Nanosensors selection for the detection of microRNA biomarkers for heart attack
The study focuses on utilizing fluorescent nanosensors, emitting in the near-infrared range, for detecting microRNA (miRNA) disease biomarkers. miRNAs play crucial roles in cellular processes, and their altered expressions signify diseases, rendering them promising biomarkers. Optical detection using fluorescent nanosensors is advantageous due to the immediate readouts, small sample volumes, and photostability. The work was published in ACS Sensors and was chosen for the cover image of the journal.
In the picture: The cover image of the journal shows SWCNT functionalized with DNA to detect miRNA molecules.
Prof. Gili Bisker’s lab focuses on single-walled carbon nanotubes (SWCNTs) that exhibit fluorescence in the near-infrared (NIR), aligning with the biological transparency window. The sensing relies on changes in their fluorescence intensity or wavelength shifts due to analyte binding to their surfaces. Synthetic functionalization of the nanosensors, tailored for a molecular target of interest, enables specific interactions with the analytes in biological environments.
The study targets miRNA biomarkers of acute myocardial infarction, also known as a heart attack. The research workflow involves selecting potential sensors based on their response to DNA and RNA targets in simple (buffer) and complex (serum) environments. Out of five sensors tested, some displayed promising fluorescence responses to their target sequences in buffer, from which 1 demonstrated sensitivity and specificity for its target in serum. Further experiments indicated the sensor’s selectivity, even in a mixture of various miRNA strands.
In the scheme: The selection and elimination process starts with 5 different sequences, 3 of which show promising responses in the buffer. Out of these 3, one exhibits a fluorescence response to the target miRNA in a complex biological environment (serum).

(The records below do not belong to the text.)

PR #186, opened 2021-08-12
Create a feature to remove global repetitions 

isaacguerreir:
The `GlobalRemoveRepeat` feature removes repetitions between CDS and an external sequence as host genome or plasmid to avoid homology recombination.

Repetitive genetic sequences when introduced in a host organism could lead to homologous recombination and the deletion of your sequence. According to this paper ["Automated design of thousands of nonrepetitive parts for engineering stable genetic systems"](https://www.nature.com/articles/s41587-020-0584-2.epdf?sharing_token=y4fo_gSeypnwZ4fnKOd6u9RgN0jAjWel9jnR3ZoTv0PpP8WpygJAKEZCXED_ZW9zc8juzH923QlERAqIKityDMvWODe8F5z99ZQpcYjQxxpYu-NKeObW6J1g778fvDV7gsVEEYAyqqP-kev-0neshA7In0mnUY_dM4kMyFWdTsQ%3D) a 20-bp repeat is enough to trigger detectable levels of recombination in E. coli. This could be important because CDS are great places to remove those types of repetitions without changing functionality.

I created to support this function a `GetKmerTabler` function in the transform subpackage.

While testing this `GlobalRemoveRepeat` I recognize an edge case when `FixCds` iterate 100 times without fixing all the problems. I made a fix that instead of returning an error, it checks if some change was made and returns those changes.


Koeng101:
Merging into synthesis fixer. I like this feature.

PR #187, opened 2021-08-17
Hairpin remover function for FixCds and test

isaacguerreir:
This feature is a hairpin remover based on the` AvoidHairpin` function from [DNA Chisel](https://github.com/Edinburgh-Genome-Foundry/DnaChisel/blob/db0b606ec993a509de9f3bb4d8acde9baadeef99/dnachisel/builtin_specifications/AvoidHairpins.py#L8) python package. By doing this is possible to minimize some impact of secondary structures in CDS. Some papers [(Design Parameters to Control Synthetic Gene Expression in Escherichia coli)](https://journals.plos.org/plosone/article?id=10.1371/journal.pone.0007002) indicate that secondary structure near the translational start site could be detrimental to protein production, this could make this less impactful after codon optimization.


isaacguerreir:
I had also added a simple fix to check if the sequence it's been passed through fixCds functions is actually a full codon sequence without interrupted (1-2bp) codons. Without this check and interrupted sequence could lead to SQLite panic logs.

PR #188, opened 2021-08-18
Create a list of all possible primers following a guideline

isaacguerreir:


primers/pcr/pcr.go
```diff
@@ -136,3 +144,83 @@ func Simulate(sequence string, targetTm float64, circular bool, primerList []str
...
+// of primers
+//
+// So to make this happen I will use the following approach:
+//
+// 1. I will take a sequence and generate two list of possibles primers using ranges passed by user as arguments
+// 2. I will use both lists to try to find pairs of primers that have the correct delta melting temperature between
+// a pair of primers
+// 3. Return all possible pair of primers
+
+func DesignAllPossiblePrimers(sequence string, minGcContent float64, maxGcContent float64, minMeltingTemp float64, maxMeltingTemp float64, minLength int, maxLength int, maxMeltingTempBetweenPrimers float64) []PairPrimers {
```
Koeng101, line 171: I think the API for primer design should be simplified here. Perhaps a rename to `DesignWithGcConstraint` would be more appropriate. Then, users could decide if they just care about tm or if they care about gc. Thoughts @tim?

Koeng101 (commented):
Few changes to API that I think would make things make more sense.

primers/pcr/pcr.go
```diff
@@ -136,3 +144,83 @@ func Simulate(sequence string, targetTm float64, circular bool, primerList []str
 	}
 	return pcrFragments
 }
+
+// Generally people that wants a pair of primers for a given sequence doesn't have a target Tm in mind.
```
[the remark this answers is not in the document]
isaacguerreir: I didn't know about this. In my experience in biotech projects we never use a specific Tm in mind but always some guidelines to follow. So most of the time if someone design a primer that are following the main points of some guideline that's ok for synthesis.

primers/pcr/pcr.go
```diff
@@ -136,3 +144,83 @@ func Simulate(sequence string, targetTm float64, circular bool, primerList []str
...
+// design of primers.
+
+// One of the problems of Primer Design Guidelines is they're slightly different from each other.
+// One example of these is Addgene Primer Design guidelines says the melting temperature should be between 50-60°C
+// Thermo Fisher presents another information, they say the desired melting temperature is actually between 65°C and 75°C
+// This another guideline from Premier Biosoft only says 'Primers with melting temperatures in the range of 52-58°C generally produce the best results'
+// Sources: https://www.addgene.org/protocols/primer-design/, https://www.thermofisher.com/blog/behindthebench/pcr-primer-design-tips/
+// http://www.premierbiosoft.com/tech_notes/PCR_Primer_Design.html
+
+// So to allow users to follow your own guidelines we will make a software that founds every pair of primers
```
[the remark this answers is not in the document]
isaacguerreir: Hahaha sorry!

primers/pcr/pcr.go
isaacguerreir: I was actually thinking about a implementations just like synthesis where we have functions that will will work as filter for primers and pair of primers, and the user could select exactly like the guideline they are following and ask the function the find the primers.

isaacguerreir: This could also allow users to create their own filter for this.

The study, led by Dr. Adi Hendler-Neumark in Prof. Bisker's lab, demonstrates the potential of SWCNTs as optical sensors for heart attack biomarkers detection in biological environments. It highlights the importance of serum-based experimentation, which is essential for sensor development. The elimination method employed here could be extended to other biomarker libraries and nanosensor technologies, offering a robust pipeline for sensor development.